For those who (the British Royalty etc) subscribe to Malthusian religion of over population, I believe Henry George 's Book has provided the necessary counter argument against this and I quote:

"Once the demand for quantity is satisfied, we seek quality. As human power to gratify our wants increases, our aspirations grow. At the lower levels of desire, we seek merely to satisfy our senses. Moving to higher forms of desire, humans awaken to other things. We brave the desert and the polar sea, but not for food; we want to know how the earth was formed and how life arose. We toil to satisfy a hunger no animal has felt, a thirst no beast can know.

Given more food and better conditions, animals and vegetables can only multiply — but humans will develop. In the one case, the expansive force can only extend in greater numbers. In the other, it will tend to extend existence into higher forms and wider powers.

None of this supports Malthus' theory. Facts do not uphold it, and analogy does not support it. It is a pure figment of the imagination, like the preconceptions that kept people from recognizing that the earth was round and moved around the sun.

This theory of population is as unfounded as if we made an assumption about the growth of a baby from the rate of its early months. Say it weighed ten pounds at birth and twenty pounds at eight months.

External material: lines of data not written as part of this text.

Issue #537, opened 2023-12-03
Split `icrate` into multiple crates


madsmtm:
We're currently hitting `crates.io`'s [limit of 300 features](https://blog.rust-lang.org/2023/10/26/broken-badges-and-23k-keywords.html), we should do something about that.

Maybe split the crate into multiple, e.g. `icrate-appkit`, `icrate-foundation`? Would also decrease the download size. Difficult because of coherence though.

madsmtm:
I've [requested an increase](https://rust-lang.zulipchat.com/#narrow/stream/318791-t-crates-io/topic/5.20billion.20features/near/405687261) in the interim, though we should still solve this in a better way!

madsmtm:
`icrate v0.1.0` is now released, keeping this issue open to track reducing number of features

madsmtm:
We could of course just go back to having one `cfg` per framework, and then live with the worse compile-times until we figure something better out.

madsmtm:
Regarding splitting `icrate` into multiple smaller crates:

I think the coherence-problem is solvable, by properly introducing categories (in Swift, these are called "extensions"). In most cases, we will just emit categories as implementations directly on the type, as we're doing now. But if we encounter a category that is implemented on a type outside of the current library/framework, then we will emit a trait, and implement the trait for the type. This is a bit ugly, but we have to support categories if we want to support external crates anyhow.

Another problem is code-organization, as I'd still like to keep the generated files outside the main repository. Do we just use symlinks? I recall these being troublesome on Windows, will have to check how bad it is, but honestly, not a big issue if it's a bit more difficult for Windows users to clone the repository. The crates themselves won't have any symlinks, pretty sure Cargo prevents that, but will also have to verify that.

madsmtm:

From this, we might calculate a result quite as striking as that of Mr. Malthus. By this logic it would be the size of an elephant at twelve, and at thirty would weigh over a billion tons."

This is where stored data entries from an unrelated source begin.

Issue #563, opened 2024-01-17
Consider removing (non-interior) mutability?


madsmtm:
So... I've kinda considered this problem many times, https://github.com/madsmtm/objc2/issues/265 contains some of the previous discussion and my head contains even more, but I feel like we're still not at an optimum.

Currently, `objc2` contains a lot of complex machinery to make classes able to opt-in to being `&mut`, and `icrate` uses this on `NSMutableString`, `NSMutableAttributedString`, `NSMutableArray<T>`, `NSMutableSet<T>`, `NSMutableDictionary<K, V>` and `NSEnumerator<T>` to make accessing the inner state of those types safe.

A few examples of current issues in `icrate` with this approach:
- `NSMutableAttributedString::mutableString` must return a reference bound to the attributed string, as otherwise you'd be able to create two `Id<NSMutableString>` to the same string. But this doesn't work with `Id<T>`, so we'd need a lifetime annotation in there somehow (or maybe resort to autorelease pools).
- `NSTreeNode::mutableChildNodes` has to remain `unsafe`, as we have no way of preventing calling that multiple times. Or maybe `NSTreeNode` also has to be mutable? But that in turn would push `NSTreeController` to being mutable, which in turn needs us to change `NSEditor`.
- While `NSThread::threadDictionary` has to remain `unsafe` because of thread-safety concerns, it cannot even be used from the owning thread safely.
- In user code, storing one of these mutable objects in a custom object needs to be done using a `RefCell`.

So while `&mut` does work for the select few types we've introduced it on, my main problem is that _this is not enough_! `&mut` is infectious, and we need to introduce it consistently, everywhere!

And that, in turn, is just not feasible (time-wise, Apple has a _lot_ of API surface)! Especially so with [our goal of making `header-translator` a user-accessible tool](https://github.com/madsmtm/objc2/issues/429), which means user-controlled code, and in turn means users would also have to add extra configuration to handle this for their mutable types, which is a tough ask.

Honestly, maybe we should abandon this endeavour, and instead go down the beaten path Swift has taken; do not try to do anything about mutability, i.e. mark `NSString`, `NSMutableString` and so on as `InteriorMutable`, and have all methods accept `&self`?

---

All of this is not to say that `&mut` doesn't have advantages; it does, very much so! And removing it does have several performance-related disadvantages, namely:
[...]

PR #587, opened 2024-03-05
Remove non-interior mutability from generic types

madsmtm:
Part of https://github.com/madsmtm/objc2/issues/563.

Remove non-interior mutability from NSEnumerator, NSArray, NSDictionary, NSSet and the mutable variants.

I've run the new `mut_while_iter` fuzz target for using AFL++ ~8 hours with 8 parallel processes, and using libFuzzer for ~7 hours with 6 parallel processes, to test whether Foundation's mutation detection is precise enough to catch all errors, such that we can declare it sound.

A concrete place where this will be useful is Winit, which stores a `RefCell<Retained<NSMutableAttributedString>>` inside of a subclass of `NSView` to track marked text, but the `RefCell` here should be completely unnecessary.


framework-crates/objc2-foundation/src/util.rs
```diff
@@ -11,88 +10,21 @@ pub(crate) fn retained_ptr_cast<T: ?Sized>(objects: *mut Retained<T>) -> *mut No
...
-pub(crate) unsafe fn mutable_collection_retain_removed<T>(obj: &T) -> Retained<T>
-where
-    T: Message,
-{
-    // SAFETY: The collection had mutable ownership over the object, and since
-    // the object will never again be accessed from the collection, we can
-    // convert it to `Retained<T>`.
+pub(crate) fn retain<T: Message>(obj: &T) -> Retained<T> {
+    // SAFETY: TODO
     unsafe { Retained::retain(obj as *const T as *mut T).unwrap_unchecked() }
```
madsmtm, line 29: Currently unsound, but won't be after we're done removing mutability.

PR #588, opened 2024-03-14
Update nightly Rust version

madsmtm:
Assembly test changes are:
- Smaller codegen for `Option::unwrap`
- Different register usage, especially around `CachedSel`. Perhaps slightly worse, but unsure, I suspect it might be a correctness fix.
- Some changes to `Box` creation and destruction.

UI test changes are:
- Added "which is required by", generally an improvement.
- "the following other types implement trait" suggestions are shown in fewer situations.


madsmtm:
Blocked by https://github.com/KyleMayes/clang-rs/issues/47.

Quoted from Bertrand Russell's Proposed Roads to Freedom:

Malthus contended, in effect, that population always tends to increase up to the limit of subsistence, that the production of food becomes more expensive as its amount is increased, and that therefore, apart from short exceptional periods when new discoveries produce temporary alleviation, the bulk of mankind must always be at the lowest level consistent with survival and reproduction. As applied to the civilised races of the world, this doctrine is becoming untrue through the rapid decline in the birthrate; but, apart from this decline, there are many other reasons why the doctrine cannot be accepted, at any rate as regards the near future.

Quoted from Alan Watts:

The fear that adequate production and affluence will take away all restraint on the growth of population is simply against the facts, for overpopulation is a symptom of poverty, not wealth. Japan, thus far the one fully industrialized nation of Asia, is also the one Asian country with an effective program of population control. The birth rate is also falling in Sweden, West Germany, Switzerland, and the United States. On the other hand, the poorer nations of Asia and Africa resent and resist the advice that their populations be pruned, in the feeling that this is just another of the white man’s tricks for cutting down their political power. Thus, the one absolutely urgent and humane method of population control is to do everything possible to increase the world’s food supply, and to divert to this end the wealth and energy now being squandered on military technology.